Second, with each passing year, the share of the population in the post-Soviet states who lived under and were shaped by the communist regime is declining, and in many places, it is falling fast. Few under the age of 40 today were formed by the communist regime, and none at all of those who are now under the age of 30.
Because these younger people do not have immediate memories of what Soviet rule meant, they frequently have a distorted or at least incomplete view of what it was about and thus are available for mobilization by unscrupulous politicians who play up what they say were the “glories” of that system while saying nothing about its costs.
The danger that young people, who should be the hope of the future, might help power a return to that past is so great that one Belarusian paper this week went out of its way to explain to the generation which never knew the USSR why no one should want its return (http://www.gazetaby.com/index.php?sn_nid=10925&sn_cat=37).
The Soviet Union, Salidarnasts’ wrote, began its life as “an unbridled, cruel and clever monster” but ended as “a powerless, malicious and pathetic figure,” capable of massive but senseless violence against its own people and others, yet incapable of giving anyone freedom, dignity, or a better life.
That system “would have been 85 years old on December 30th” of last year, the Belarusian paper observed, “But happily the USSR did not survive to that date.” One of the reasons it did not is that despite its outwardly impressive coercive powers, its people – again be they Balts, Belarusians or the residents of Baku – no longer respected it.
Having failed to provide any basis for loyalty other than fear, the Soviet Union was swept away into the dustbin of history it was always threatening to send others to when people there demonstrated that they were no longer afraid and that for them, Moscow’s period use of violence simply underscored the weakness of the system.
Informing this younger generation whose members never lived under communism about how that tectonic shift occurred in the Azerbaijani capital 18 years ago today thus can help immunize them against the duplicitous claims of those who distort the history of the Soviet past for their own purposes.

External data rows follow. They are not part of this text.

PR #62, opened 2018-09-12
Add SynchronizedClient to mitigate thundering herds

mattolson:
## What? Why?
To help with cases where you might have spikes of traffic to a given endpoint (so-called thundering herds), SynchronizedClient puts locks around Client calls to a given endpoint with the same params.

## How was it tested?
* Unit tests
* A server endpoint that uses Gruf::Client to call out to another service was updated to use Gruf::SynchronizedClient and a test client was used to generate load against it. I observed the debug logs and saw the expected behavior.

### DIFF
--- a/lib/gruf/synchronized_client.rb
+++ b/lib/gruf/synchronized_client.rb
@@ -1,0 +1,93 @@
+# Copyright (c) 2017-present, BigCommerce Pty. Ltd. All rights reserved
+#
+# Permission is hereby granted, free of charge, to any person obtaining a copy of this software and associated
+# documentation files (the "Software"), to deal in the Software without restriction, including without limitation the
+# rights to use, copy, modify, merge, publish, distribute, sublicense, and/or sell copies of the Software, and to permit
+# persons to whom the Software is furnished to do so, subject to the following conditions:
+#
+# The above copyright notice and this permission notice shall be included in all copies or substantial portions of the
+# Software.
+#
+# THE SOFTWARE IS PROVIDED "AS IS", WITHOUT WARRANTY OF ANY KIND, EXPRESS OR IMPLIED, INCLUDING BUT NOT LIMITED TO THE
+# WARRANTIES OF MERCHANTABILITY, FITNESS FOR A PARTICULAR PURPOSE AND NONINFRINGEMENT. IN NO EVENT SHALL THE AUTHORS OR
+# COPYRIGHT HOLDERS BE LIABLE FOR ANY CLAIM, DAMAGES OR OTHER LIABILITY, WHETHER IN AN ACTION OF CONTRACT, TORT OR
+# OTHERWISE, ARISING FROM, OUT OF OR IN CONNECTION WITH THE SOFTWARE OR THE USE OR OTHER DEALINGS IN THE SOFTWARE.
+#
+require 'concurrent'
+
+module Gruf
+  ##
+  # Ensures that we only have one active call to a given endpoint with a given set of params. This can be useful
+  # to mitigate thundering herds.
+  #
+  class SynchronizedClient < Gruf::Client
+    attr_reader :unsynchronized_methods
+
+    ##
+    # Initialize the client and setup the stub
+    #
+    # @param [Module] service The namespace of the client Stub that is desired to load
+    # @param [Hash] options A hash of options for the client
+    # @option options [Array] :unsynchronized_methods A list of methods (as symbols) that should be excluded from synchronization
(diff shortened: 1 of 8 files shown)


lib/gruf/synchronized_client.rb
```diff
@@ -0,0 +1,102 @@
...
+    #
+    # @param [Module] service The namespace of the client Stub that is desired to load
+    # @param [Hash] options A hash of options for the client
+    # @option options [String] :password The password for basic authentication for the service.
+    # @option options [String] :hostname The hostname of the service. Defaults to linkerd.
+    # @option options [Float] :ttl How long to give until expiring results from previous calls (in seconds)
+    # @param [Hash] client_options A hash of options to pass to the gRPC client stub
+    #
+    def initialize(service:, options: {}, client_options: {})
+      @ttl = options[:ttl] || Gruf.client_cache_ttl
```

And third, many far beyond the borders of what was the Soviet Union need to learn in detail what happened in Baku and why the events there played such a critical role in the demise of the USSR so that they will be able to escape the still-widespread myths about just what happened here.

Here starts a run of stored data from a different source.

PR #208, opened 2026-09-04
fix(deps): honor alternative parser availability

### LINKED ISSUE #207: [bug] Dependency preflight installs redundant fallback parsers
## What happened

The runtime dependency preflight treats alternative parser chains as though every
parser were required:

- PDF extraction offers to install `pdfminer.six` when `pdftotext` is absent but
  `pypdf` is already importable.
- HTML extraction offers to install `beautifulsoup4` when the preferred
  `trafilatura` parser is already importable.
- When no parser in an alternative chain is present, the preflight installs every
  alternative even though extraction only needs one.

This disagrees with `DEPENDENCY_GROUPS`, where PDF and HTML declare
`any_of_modules=True`, and can trigger unnecessary prompts and network installs.

## What you expected

For an any-of parser chain, any available parser should satisfy the preflight. If
none is available and installation is enabled, the preflight should install only
the first (preferred) parser. Formats whose dependencies are cumulative, such as
EPUB's `ebooklib` plus `beautifulsoup4`, should keep installing every missing
package.

## Source document

- Format: PDF and HTML
- Pages / size: n/a — the bug occurs before document parsing
- Language: n/a
- Does `python3 scripts/extract.py --check` show the relevant extractor installed? yes; the runtime preflight does not honor the same any-of semantics

## Repro

The failure is deterministic by stubbing dependency availability:

1. Make `python_module_available("pypdf")` return true and
   `python_module_available("pdfminer")` return false, with `pdftotext` absent.
2. Run `prepare_dependencies(".pdf", "text", "yes")`.
3. Observe an attempted `pdfminer.six` installation despite an available PDF
   parser.

The equivalent HTML case occurs with `trafilatura` available and `bs4` absent.

## Environment

- OS: platform-independent; reproduced on Windows 11 and verified under WSL/Linux
- Python version: 3.12 reproduction; full Linux suite also passes on Python 3.14
- book-to-skill version / commit: `a6cad12`

Stamina9:
## Summary (Required)

Make runtime dependency prompts honor alternative parser chains. An available PDF
or HTML parser now satisfies preflight, and a completely missing any-of chain
installs only its first preferred parser while cumulative dependency groups keep
their existing behavior.

## Type of change (Required)

- [ ] 📝 Docs only
- [ ] 🔒 Security
- [ ] 🧹 Chore / CI / tooling

## What it does (Required)

- **Fixes:** Runtime preflight previously interpreted PDF and HTML fallback parsers as all-required dependencies, even though `DEPENDENCY_GROUPS` and the extractors treat them as alternatives.
- **Improves:** With one usable parser installed, redundant install attempts drop from one to zero. With none installed, an any-of group installs one preferred parser instead of every alternative.
- **Adds:** Four deterministic tests covering satisfied PDF and HTML chains, preferred any-of installation, and unchanged cumulative EPUB installation.

Closes #207

Users should not be prompted to install another fallback parser when extraction can
already proceed. The runtime prompt should agree with the dependency report's
existing `any_of_modules` semantics.

`offer_dependency_install` accepts an `any_of_modules` flag. Such a group returns
as soon as any listed module is importable; if none is present, only the first
ordered module is installed and post-install verification succeeds when any module
becomes available. PDF and HTML opt into this behavior. EPUB and other cumulative
groups retain the default all-required behavior.

The module order is reused as the preference order (`pypdf` before `pdfminer`, and
`trafilatura` before `bs4`) instead of introducing a second source of parser
priority.

## Evidence (Required)

- **Tests:** `tests/test_dependency_install_semantics.py` verifies both already-satisfied chains, preferred single-parser installation, and the EPUB regression boundary.
- **Before / after:** The new targeted suite failed in three places before the implementation and passes all four tests after it. The full Linux suite and repository gates pass.

```text
Before:
3 failed, 1 passed
- attempted ['pdfminer.six'] while pypdf was available
- attempted ['beautifulsoup4'] while trafilatura was available
- offer_dependency_install had no any_of_modules semantics

After:
4 passed in 0.03s

Full Linux/WSL gate:
624 passed, 7 skipped in 2.84s
SKILL.md: no Claude Code-breaking issues (1 pre-existing soft length warning)
```

## Screenshots / output

The behavior is terminal-only; the before/after output is included in the evidence
block above.

- [x] `ruff check .` is clean

## Notes for reviewers

`SKILL.md` is unchanged. On native Windows, the current upstream Hermes Bash-path
tests have 12 pre-existing failures; the same complete suite passes under Linux/WSL
as shown above. This PR does not touch Hermes support.

### DIFF
--- a/book_to_skill/dependencies.py
+++ b/book_to_skill/dependencies.py
@@ -157,12 +157,21 @@ def offer_dependency_install(
     module_names: list[str],
     fallback: str | None,
     install_mode: str,
+    any_of_modules: bool = False,
 ) -> None:
-    packages = missing_python_packages(module_names)
-    if not packages:
+    missing_packages = missing_python_packages(module_names)
+    if not missing_packages or (
+        any_of_modules and len(missing_packages) < len(module_names)
+    ):
         return
 
-    message = f"{feature} uses {', '.join(packages)} if installed"
+    package_choices = [PYTHON_DEPENDENCIES[name] for name in module_names]
+    if any_of_modules:
+        message = f"{feature} uses one of {', '.join(package_choices)} if installed"
+        packages = missing_packages[:1]
+    else:
+        message = f"{feature} uses {', '.join(missing_packages)} if installed"
+        packages = missing_packages
     if fallback:
         message += f", otherwise {fallback}"
     message += "."
@@ -187,7 +196,12 @@ def offer_dependency_install(
 
     if install_python_packages(packages):
         still_missing = missing_python_packages(module_names)
-        if not still_missing:
+        dependencies_satisfied = (
+            len(still_missing) < len(module_names)
+            if any_of_modules
+            else not still_missing
+        )
+        if dependencies_satisfied:
             print("Package installation complete.")
             return
         print(f"Package installation incomplete; still missing: {', '.join(still_missing)}", file=sys.stderr)
@@ -213,6 +227,7 @@ def prepare_dependencies(ext: str, extraction_mode: str, install_mode: str) -> N
             module_names=["pypdf", "pdfminer"],
             fallback="any installed Python PDF parser; extraction fails if none are available",
             install_mode=install_mode,
+            any_of_modules=True,
         )
 
     if ext == ".epub":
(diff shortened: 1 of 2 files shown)


virgiliojr94 (approved):
The new tests reproduce three failures on master and pass on this head, including the cumulative-dependency boundary. Full local suite: 625 passed, 6 skipped; lint passes. No blocking finding in this diff.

On the one hand, because so few people in the West in 1990 looked beyond Moscow except to those republics with large and active co-ethnic communities in the West, many analysts there continue to exaggerate the role of the Russians and those with such ties in the demise of the Soviet Union while minimizing the contributions of others.
To say this is in no way to play down the contributions that the Russians and these others made to the demise of the Soviet system both by calling attention to other crimes and by their struggling against the system. These were enormous. But both historical justice and the possibility of a better future requires a more comprehensive picture.
And on the other, because so many people in the West then and now view predominantly Muslim countries like Azerbaijan only through the prism of their conflicts with non-Muslims and as the objects of history rather than its subjects, they are unprepared to acknowledge the independent importance of what happens in these states.
The continuing failure of many in Western countries to do so reinforces a highly selective, culturally myopic view of the historical record. And far more seriously, it undermines the chances that Western countries and the peoples of these countries have to work together.
Reminding those in the West who have a less than comprehensive view about what happened in Baku 18 years ago today and the role that the people of Azerbaijan played in the death of the Soviet Union thus can ensure that they will be better prepared to help create a future in which tragedies like Black January will never happen again.